FIG. 1 is a block diagram showing a configuration of a main part of an electro-optical sampling oscilloscope according to an embodiment of the present invention.

FIG. 2 is a signal waveform diagram illustrating an operation of the electro-optical sampling oscilloscope according to the same embodiment.

FIG. 3 is a diagram illustrating a stable condition of a trigger signal in the electro-optical sampling oscilloscope according to the same embodiment.

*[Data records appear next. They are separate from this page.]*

PR #727, opened 2024-05-22
chore(cu): enforce side effect schemas #721

### LINKED ISSUE #721: chore(cu): enforce each side effect with a schema
## Background

We use `zod` to enforce contracts between our business logic and side effect implementations. These contracts are leveraged by the business logic to [wrap any injected side effects](https://github.com/permaweb/ao/blob/c834e0ac5ff4aff5b26200b7f253b27568d640dd/servers/cu/src/domain/lib/loadProcess.js#L90). This ensures, not only, that our side effects implement the schema, but that our [stubs used in unit tests](https://github.com/permaweb/ao/blob/c834e0ac5ff4aff5b26200b7f253b27568d640dd/servers/cu/src/domain/lib/loadProcess.test.js#L41) also correctly implement the schema.

## Problem

For the sake of expediency, some side effects were injected without being wrapped by a Zod Schema. We need to revisit those instances, implement the schemas, then wrap the side effects with those schemas.

Some examples of this:

- [ ] `isProcessOwnerSupported` schema and wrapping (LOE low)
- [ ] `findLatestProcessMemory` schema and wrapping (LOE medium)
- [ ] `saveLatestProcessMemory` schema and wrapping (LOE medium)

## Developer Notes

Depending on the lift, it may be worth splitting any of the work for a single side effect into a separate issue.

jfrain99:
Closes #721 

Adds schema for side effects and tests for saveLatestProcessMemory.
Also fixes bug related to cache timestamp comparison for saving checkpoint.

### DIFF
--- a/servers/cu/src/domain/client/ao-process.js
+++ b/servers/cu/src/domain/client/ao-process.js
@@ -1242,7 +1242,7 @@ export function saveLatestProcessMemoryWith ({ cache, logger, saveCheckpoint, EA
      * Having updateAgeOnGet to true also renews the cache value's TTL,
      * which is what we want
      */
-    if (cached && isLaterThan(cached, { timestamp, ordinate, cron })) return
+    if (cached && !isLaterThan(cached.evaluation, { timestamp, ordinate, cron })) return
 
     logger(
       'Caching latest memory for process "%s" with parameters "%j"',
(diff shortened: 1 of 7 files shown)


TillaTheHun0 (approved):
LGTM. Well done! And awesome job implementing the tests for `saveLatestProcessMemory`!

PR #735, opened 2024-05-24
fix(mu): handle duplicate from-process tags on transactions #660

### LINKED ISSUE #660: fix(mu): duplicate From-Process tags on transactions
Either Messages coming in from users and coming out of process results have been reported to have duplicate From-Process tags there should only be one on each message. We should check both.

Tags in the MU are added in the build-tx.js function. It may be that these duplicates are coming from aoconnect though and not the MU.

jfrain99:
Closes #660 
MU is filtering out duplicates, but they are generated in ao-connect by users. Decided to be nonissue, but test added to ensure duplicate From-Process tags are outputted as one tag.


VinceJuliano (approved):
Looks great!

FIG. 4 is a block diagram showing a configuration of a conventional electro-optical sampling oscilloscope.

[Explanation of symbols]

10 Control unit 11 S / P converter 12 Latch circuit 13 Latch circuit 14 Comparison section 15 Display

─────────────────────────────────────────────────── ─── Continuation of the front page (72) Inventor Jun Kikuchi 4-19-7 Kamata, Ota-ku, Tokyo Ando Electric Co., Ltd. (72) Nobuichi Banjo 4-19-7 Kamata, Ota-ku, Tokyo Ando Electric Co., Ltd. (72) Inventor Yoshio Endo 4-19-7 Kamata, Ota-ku, Tokyo Ando Electric Co., Ltd. (72) Inventor Mitsuru Shinagawa 3-19-2 Nishishinjuku, Shinjuku-ku, Tokyo Nihon Telegraph Telephone Company (72) Inventor Tadao Nagatsuma 3-19-2 Nishishinjuku, Shinjuku-ku, Tokyo Japan Telegraph and Telephone Corporation (72) Inventor Junzo Yamada 3-19-3 Nishishinjuku, Shinjuku-ku, Tokyo Nihon Telegraph and Telephone Corporation (56) Reference JP-A-9-178780 (JP, A) JP-A-6-201803 (JP, A) JP-A-7-43393 (JP, A) JP-A-6- 242152 (JP, A) (58) The field (Int.Cl. ^7, DB name) G01R 13/00 - 13/42

Claims (3)

(57) [Claims] 1. An electro-optical sampling oscilloscope for measuring a signal under measurement by using an optical pulse generated based on a trigger signal, and converting each bit in the trigger signal into parallel data at regular intervals. A conversion means; a comparison means for comparing the two parallel data; a judgment means for judging whether the trigger signal is stable based on a comparison result of the comparison means; and a judgment result of the judgment means. An electro-optical sampling oscilloscope, comprising: display means for displaying. 2. The determination means determines that the trigger signal is stable when the comparison result of the comparison means is in agreement, while the trigger signal is determined when the comparison result of the comparison means is inconsistent. The electro-optic sampling oscilloscope according to claim 1, wherein the electro-optical sampling oscilloscope is determined to be unstable. 3. A first latch means for latching the parallel data at regular intervals, and a second latch means for latching the parallel data latched by the first latch means at regular intervals. The electro-optic sampling oscilloscope according to claim 1 or 2, wherein the comparison means compares the two parallel data latched in the first and second latch means, respectively.